In the federal case, the plaintiffs are represented by Gary Kreep of the United States Justice Foundation and California attorney Orly Taitz.
In the state case, only Kreep is involved.
In his petition for review, Kreep explains that unless the courts make a determination, it will be tantamount to abandoning the clear requirements of the U.S. Constitution because a political party could nominate a candidate in violation of the Constitution, and voters might not either know or care about the result.
WND has reported on the multiple legal cases challenging Obama’s eligibility, and several state legislatures are working on proposals that would require presidential candidates to submit proof of their eligibility. A similar proposal has been introduced in Congress by Rep.
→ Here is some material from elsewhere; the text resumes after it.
PR #16728, opened 2018-06-08
make `length` property non configurable in ArrayProxy

bekzod:
this currently fails due to issue fixed in https://github.com/emberjs/ember.js/pull/16727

Bill Posey, R-Fla.
The claims are that Obama does not meet the U.S. Constitution’s requirement that a president be a “natural born citizen.” The lawsuits have asserted he either was not born in Hawaii as he claims or was a dual citizen because of his father’s British citizenship at the time of his birth.
The Constitution, Article 2, Section 1, states, “No Person except a natural born Citizen, or a Citizen of the United States, at the time of the Adoption of this Constitution, shall be eligible to the Office of President.”
However, none of the cases filed to date has been successful in reaching the plateau of legal discovery, so that information about Obama’s birth could be obtained.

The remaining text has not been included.